I'll have to bookmark this page for future reference.









I want to try out a Happy Hempy's for ds at night. And an inexpensive soaker. The more I think about it I think that would be such an easy nighttime routine. Just quickly get that aplix diaper on him, throw on the soaker and a t shirt and he's ready for bed. Otherwise, its fumble with keeping my 2 doublers lined up straight in the fitted, fumbling with the side snap diaper, fumbling with the side snap cover all while ds is twisting and turning.

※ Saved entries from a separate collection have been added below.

PR #2110, opened 2026-07-26
feat(jetstream): map JetStream error code 10054 (stream message exceeds maximum)

matehsan:
Add client-side mapping for JetStream API error code 10054, returned by
nats-server when a published message exceeds the stream's configured
MaxMsgSize.

- Add JSErrCodeStreamMessageExceedsMaximum (10054) to the ErrorCode enum
  in jetstream/errors.go
- Add ErrStreamMessageExceedsMaximum sentinel error wrapping the
  corresponding APIError
- Add test coverage in jetstream/test/errors_test.go verifying the
  error is returned end-to-end when publishing a message that exceeds
  a stream's MaxMsgSize, and that it matches via errors.Is/errors.As
  and direct APIError inspection

Ref: https://github.com/nats-io/nats-server/blob/main/server/jetstream_errors_generated.go#L564

### DIFF
--- a/jetstream/publish.go
+++ b/jetstream/publish.go
@@ -25,8 +25,9 @@ import (
 	"sync"
 	"time"
 
-	"github.com/nats-io/nats.go"
 	"github.com/nats-io/nuid"
+
+	"github.com/nats-io/nats.go"
 )
 
 type (
@@ -253,6 +254,9 @@ func (js *jetStream) PublishMsg(ctx context.Context, m *nats.Msg, opts ...Publis
 		return nil, ErrInvalidJSAck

So that's been on my mind lately. LOL!

What else?

Diaper Lotion Potion
Anything newborn
Anything tye dye
Anything diapering related would just make me happy!!!


----------



## my2girlz (Oct 7, 2002)

I NEED either fitteds or AIOs in size small. They would need to be gender neutral or boyish. I've been concentrating on buying newborn diapers and realized that I don't have ANY smalls. I could always use a few more newborns diapers too.


----------



## ChristyH (Dec 10, 2003)

Let's see, anything from the diaper fairy would be wonderful. But if I had to pick it would have to be anything from Loveybums! I love their stuff.

Oh, and wool wash. Can you believe I have a bunch of wool covers and no wool wash!


----------



## Mrs Dimples (Apr 17, 2004)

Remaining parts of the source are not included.